> _What needs to be done_:
Identify every line in the records below that contains the word "capture", and copy each of those lines.

> _Dataset excerpts_:
☆ ☆ ☆
PR #1275, opened 2022-02-01
style: pylint 1

henryiii:
This hides a false positive (that's now fixed in the main branch of PyLint).

Then many of the `consider-*` checks are addressed. I can point them out in more detail inline in a review later. I didn't orignally realize that `x in {y, z}` and `x in (y, z)` are different - they both get simplified in bytecode, not creating the container (which is more expensive for a set), but the set version checks equality via hashes, and the tuple version checks via `==`. I think I've corrected any I mistakenly used sets on, but worth a once-over.

- style: global-variable-not-assigned false positive
- chore: include consider-style checks


src/awkward/_connect/_autograd.py
```diff
@@ -15,7 +15,8 @@
 def register():
     import autograd
 
-    global NEP13Box
+    # PyLint false positive: https://github.com/PyCQA/pylint/issues/5756
+    global NEP13Box  # pylint: disable=global-variable-not-assigned
```
henryiii, line 19: Will be removable, see https://github.com/PyCQA/pylint/issues/5756

henryiii:
I also put in several TODO's for things that needed some input; I went with matching the old code technically, even if something else might have been meant.

src/awkward/_connect/_numba/arrayview.py
```diff
@@ -40,9 +40,9 @@ def find(x):
             for i, array in enumerate(arrays):
                 if x is array:
                     return i
-            else:
```
henryiii, line 43: `for` loops do not need an `else` unless there's a `break` in them. It makes the code harder to read and makes the user thing something special is happening. This goes really well with the guard-style (no `else` after `return`/`break`/`raise`), but that's a bigger change for later.

src/awkward/_connect/_autograd.py
jpivarski: This autograd module will not survive into version 2.0. JAX can be seen as an update of autograd, and @swishdiff will be integrating Awkward with that instead. (I originally went for autograd because its pure-Pythonness made it an easier target.)

src/awkward/_util.py
```diff
@@ -521,8 +521,7 @@ def maybe_wrap_like(content, array, behavior, highlevel):
 
 def extra(args, kwargs, defaults):
     out = []
-    for i in range(len(defaults)):
-        name, default = defaults[i]
+    for i, (name, default) in enumerate(defaults):
```
henryiii, line 524: I mostly used enumerate unless there was an explicit reason to assign via `[I]`.

src/awkward/_v2/_reducers.py
```diff
@@ -11,26 +11,11 @@ class Reducer:
...
-        ):
-            if ak._util.win or ak._util.bits32:
-                return np.uint32
-            else:
-                return np.uint64
+        if given_dtype in (np.bool_, np.int8, np.int16, np.int32):
+            return np.int32 if ak._util.win or ak._util.bits32 else np.int64
+
+        if given_dtype in (np.uint8, np.uint16, np.uint32):
+            return np.uint32 if ak._util.win or ak._util.bits32 else np.uint64
```
henryiii, line 18: :D

src/awkward/_v2/_reducers.py
```diff
@@ -544,16 +529,16 @@ def __del__(self):
...
-                type == np.int8
-                or type == np.int16
-                or type == np.int32
-                or type == np.int64
-                or type == np.uint8
-                or type == np.uint16
-                or type == np.uint32
-                or type == np.uint64
-            ):
+            if type in {
```
henryiii: Oops, `{}` should be `()`. Forget when grepping that this could be on the next line.

src/awkward/_connect/_jax/jax_utils.py
```diff
@@ -76,9 +76,9 @@ def find_nparray_node(
 
         def recurse(outarray, recurse_where):
 
-            if isinstance(recurse_where, numbers.Integral) or isinstance(
-                recurse_where, str
-            ):
+            # TODO: capture makes this really confusing. A new parameter should
+            # be used instead if capture is really needed.
+            if isinstance(recurse_where, (numbers.Integral, str)):
```
jpivarski, line 81: jax_utils.py is also on the chopping block. It's from the v1 JAX integration attempt, and @swishdiff will be doing this using an entirely different technique.

src/awkward/_v2/_typetracer.py
```diff
@@ -559,7 +559,7 @@ def broadcast_arrays(self, *arrays):
                 shape = [1] * (len(thisshape) - len(shape)) + shape
             elif len(shape) > len(thisshape):
                 thisshape = (1,) * (len(shape) - len(thisshape)) + thisshape
-            for i in range(len(shape)):
+            for i in range(len(shape)):  # pylint: disable=consider-using-enumerate
```
henryiii, line 584: Here's one I left as range(len

src/awkward/_v2/contents/numpyarray.py
```diff
@@ -367,25 +367,28 @@ def mergeable(self, other, mergebool):
...
+                self._data.dtype,
+                other._data.dtype,
+            }:
                 return False
 
-            if self._data.dtype != other._data.dtype and (
-                self._data.dtype == np.timedelta64
-                or other._data.dtype == np.timedelta64
-            ):
+            if not matching_dtype and np.timedelta64 in {
```
henryiii: I'll grep correctly for these. :(

src/awkward/_v2/forms/recordform.py
```diff
@@ -150,20 +150,19 @@ def __eq__(self, other):
                 and _parameters_equal(self._parameters, other._parameters)
             ):
                 if self.is_tuple:
-                    for i in range(len(self._contents)):
-                        if self._contents[i] != other._contents[i]:
+                    # TODO: could the lengths be different?
+                    for self_cont, other_cont in zip(self._contents, other._contents):
```
henryiii: I also tried to notice when zip could be used.

src/awkward/_v2/operations/convert/ak_from_json_schema.py
```diff
@@ -147,7 +147,7 @@ def build_assembly(schema, container, instructions):
         if len(tpe) == 1:
             tpe = tpe[0]
 
-    if tpe == "boolean" or tpe == "integer" or tpe == "number":
+    if tpe in {"boolean", "integer", "number"}:
```
henryiii, line 150: FYI, these are fine as a set, since the hash of a string should be what you are checking for.

jpivarski:
These are generally good improvements (the diffs I've seen so far). In many of them, I'd be on the fence:

   * between a standard for loop filling an array with `append` versus a list comprehension (I make the choice based on the obfuscation that black's line width limit causes),
   * between `for i in range(len(...))` and `enumerate(...)` (I go for the dummy variable `i` if there's a symmetry between the things that are being selected with square brackets),
   * between `x == this or x == that` and `x in (this, that)` (I usually choose equality, especially if the set is small, because I don't want Python building data structures in tight loops; a performance consideration)

But if the linter says, "do this, not that," then sure.

henryiii:
In some languages, it's faster to do the comprehension, because the language knows you are not done filling the loop, and can even sometimes take length hints, while appending has to just keep making new larger arrays. I don't know how true that is in Python, but I tend to highly favor comprehensions if you are making a new structure or changing every element, and can reasonably write one. It also used to be much better for static typing to do the comprehension, because then the checker knows what the type in the list is. Though checkers are getting smart enough to backtrack in many cases.

If a loop has `x[i] = f(x[i])`, _and `x[i]` can change inside the loop_, then this is best. Most of the time, `x[i]` on the right will not change inside the loop; then it's much, much better to use `for i, x_i = enumerate(x)` and `x[i] = f(x_i)`, because you are conveying that fact to the reader. Otherwise, the reader has check every assignment and see if `x[i]` could change (I know, because I had to do this!)

henryiii:
> I usually choose equality, especially if the set is small, because I don't want Python building data structures in tight loops; a performance consideration

Python explicitly optimizes the `in` case with a literal set, list, or tuple on the right. It's both better, and avoids repeating the left hand side. Also, `thing == 'x' or thimg == 'y'` visually takes more effort than `thing in {'x', 'y'}`, you have to read and think about more conditions, and you have to visually check to see if the condition really is over the same variable each time.

Correction: it only optimizes for literals. So there might be a small cost for a tuple of numpy types.

jpivarski:
> Python explicitly optimizes the `in` case with a literal set, list, or tuple on the right.

That does it for me—I'm always going to do that from now on. Of my three bullet points, this one was the least-well justified because it's purely a performance consideration. But since the Python compiler is smart enough to catch that case, I'll use that pattern all the time, now.

For the list comprehensions, they can get unreadable if they're wide enough for black to split onto many lines. It is true that a list comprehension gives more information to Python about the size, though so would

```python
big_list = [None] * known_size
for i, x in enumerate(some_input):
    big_list[i] = f(x)
```

henryiii:
Here's a few examples to illustrate my note above:

```pycon
>>> x = 2

>>> # OR chains
>>> %timeit x == 1 or x == 2 or x == 3
49.1 ns ± 1.34 ns per loop (mean ± std. dev. of 7 runs, 10,000,000 loops each)

>>> # Compared to a a list of literals
>>> %timeit x in (1, 2, 3)
32.8 ns ± 0.828 ns per loop (mean ± std. dev. of 7 runs, 10,000,000 loops each)

>>> # Or a set of literals
>>> %timeit x in {1, 2, 3}
27.9 ns ± 0.748 ns per loop (mean ± std. dev. of 7 runs, 10,000,000 loops each)

>>> # However, if these are not literals, you lose the optimization:
>>> y = 1
>>> %timeit x in {y, 2, 3}
93.7 ns ± 4.15 ns per loop (mean ± std. dev. of 7 runs, 10,000,000 loops each)
>>> # Sets are expensive, but you gain if it grows - while tuples are cheap but linear
>>> %timeit x in (y, 2, 3)
58.3 ns ± 1.19 ns per loop (mean ± std. dev. of 7 runs, 10,000,000 loops each)
>>> # In fact, you lose a LOAD_CONST even for the if chain:
>>> %timeit x == y or x == 2 or x == 3
53.9 ns ± 0.775 ns per loop (mean ± std. dev. of 7 runs, 10,000,000 loops each)
```

Personally, I'd err toward readability in all but the hottest loops. And those can have a note about being hot loops, and a comment.

henryiii:
Anyway, let me know what you like / don't like and we can can turn off any linting rules you I added that you don't like, etc.

Also please check the TODO's, those are things you likely can quickly answer.

henryiii:
(The _new_ TODO's on code, not the TODOs in the linting list, that's just what I intend to do eventually)

src/awkward/_connect/_jax/jax_utils.py
henryiii: Ahh, this was the main one that was driving me crazy. The capture makes this really hard to follow. And capture causes late binding, so it can be really tricky to correctly put this into a nicer form without knowing if the late binding is actually intended.

src/awkward/_v2/forms/recordform.py
henryiii: Ah, there is a length check above. Is there a reason this isn't just `return self._contents == other._contents`?

src/awkward/_connect/_jax/jax_utils.py
jpivarski: Since this is code that will be replaced soon, the main thing is to learn from its example. We don't need to change it in this PR, but we'll just avoid this pattern in the future. (So I think I can resolve this one.)

src/awkward/_connect/_numba/arrayview.py
jpivarski: I was thinking of the `else` as helpful information for humans reading the code: it's a signal that one can either exit the function in the loop or handle the "no matches" case. (I wouldn't, for instance, use a `for`-`else` patterns for a loop without any nonlocal jumping: `break`, `return`, `raise`.)

It's true that it only makes a semantic difference for `break`, and if that's a reason for not using the `else`, then sure. All of these are weak preferences for me, in which I could have gone either way. If the linter defines a standard, I have no complaints about following it.

src/awkward/_util.py
jpivarski: This one really should be `enumerate`. Agreed.

src/awkward/_v2/_reducers.py
jpivarski: Yeah.

src/awkward/_v2/forms/recordform.py
jpivarski: The `self.is_tuple` case could be `return self._contents == other._contents`. I was just looking over it, trying to find out why it wasn't—the reason is for symmetry with the `not self.is_tuple` case. In that case, you do need to align the keys of `self` with the keys of `other`. Although that case could be

```
return dict(zip(self._fields, self._contents)) == dict(zip(other._fields, other._contents))
```

and there would still be symmetry, yet the whole thing is much simpler.

src/awkward/_v2/operations/convert/ak_from_json_schema.py
jpivarski: True.

src/awkward/_v2/contents/numpyarray.py
```diff
@@ -623,6 +626,8 @@ def _unique(self, negaxis, starts, parents, outlength):
         if negaxis is None:
             contiguous_self = self if self.is_contiguous else self.contiguous()
             flattened_shape = 1
+            # TODO: could this be contiguous_self.shape[i]?
+            # pylint: disable-next=consider-using-enumerate
             for i in range(len(contiguous_self.shape)):
                 flattened_shape = flattened_shape * self.shape[i]
```
jpivarski: It could. `self` and `contiguous_self` are guaranteed to have the same `shape`.

```suggestion
            flattened_shape = 1
            for x in enumerate(contiguous_self.shape):
                flattened_shape = flattened_shape * x
```

src/awkward/_v2/forms/unionform.py
```diff
@@ -102,11 +102,11 @@ def __eq__(self, other):
...
             ):
-                for i in range(len(self._contents)):
-                    if self._contents[i] != other._contents[i]:
+                # TODO: ._contents is a list. Why not just use ==?
+                for self_cont, other_cont in zip(self._contents, other._contents):
+                    if self_cont != other_cont:
                         return False
-                else:
-                    return True
+                return True
```
jpivarski: Yes, for the same reason as in recordform.py.

src/awkward/_connect/_numba/arrayview.py
henryiii: An else after a loop should tell the reader that there's control flow here. Returns are already control flow. The else is meaningless, it has no impact, but a reader has to read the code above and prove that - plus they also have to try to align the else with the for and not with the nested ifs. Plus they have to realize that the else does nothing. Many Python users don't even know it's valid to use an else with a for; there are special cases (with break) where it's really nice and solves a problem with a teachable structure instead of injecting loop control variables, which is why it's there, but it shouldn't be used if there's no break.

Eventually you'll probably see me argue against else's and elif's that don't have an effect in control flow either, but this one is easier due to the fact it's a rare and specialized feature for `for` and `break`.

henryiii: (If there were a reverse check, one that forced else's after loops that always break, it might be different, because then a reader could take semantic meaning from the else. Currently an always breaking for might not have an else, so every usage has to be read carefully. But it's not what the else was for, and it adds indentation and complexity for the reader, so it's not likely to exist unless you write it yourself. Which is not too bad, from what I'm told.)

src/awkward/_v2/contents/numpyarray.py
henryiii: This could be `math.prod(contiguous_self.shape)` in Python 3.8+. Is there a reason this isn't `np.prod(contiguous_self.shape)`? (small array in a hot loop?)

henryiii:
I've addressed (most ?) comments in 250ba00.

src/awkward/_v2/contents/numpyarray.py
jpivarski: `np.prod` could do it, but in this context, we want to avoid confusion between this small-scale tuple arithmetic and arrays that are dealt with via nplike. This is one that would have to happen through actual NumPy, not CuPy or whatever, but then it would stand out as a possible mistake of using NumPy instead of nplike.

There are other, similar, situations that aren't as simple as a straight product, too. There's some value for this one to look like the others.

henryiii: It being a (small) tuple vs. an array would be enough for me to avoid `np.prod`. Though `math.prod` would be nice, eventually. There's value in simple things looking and reading simply, with special cases standing out. For example, when I read it, I wasn't sure if it could be reduced to a simple product.

henryiii:
PS: I'm quite happy to revert or change anything you want changed, after I make my point, anyway. ;)

jpivarski:
I think we discussed everything here. I'd better merge it before it gets too out of date (already a little hard to merge).

jpivarski:
If `pyarrow` is installed, you get a lot of warnings about objects not existing in `pyarrow.lib` (though they do). However, these are green warnings, not yellow warnings, and so they aren't blockers. It's just a lot of noise when running it locally.

henryiii:
Hmm, that sounds like a compiled extension. There's supposed to be a way to have load the compiled extension and detect the contents, but I haven't been able to get it working properly.

Generally, I'd recommend always running pylint via nox; nox will create and control the environment so it is consistent.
☆ ☆ ☆
> _Written solution_:
+            # TODO: capture makes this really confusing. A new parameter should
+            # be used instead if capture is really needed.
henryiii: Ahh, this was the main one that was driving me crazy. The capture makes this really hard to follow. And capture causes late binding, so it can be really tricky to correctly put this into a nicer form without knowing if the late binding is actually intended.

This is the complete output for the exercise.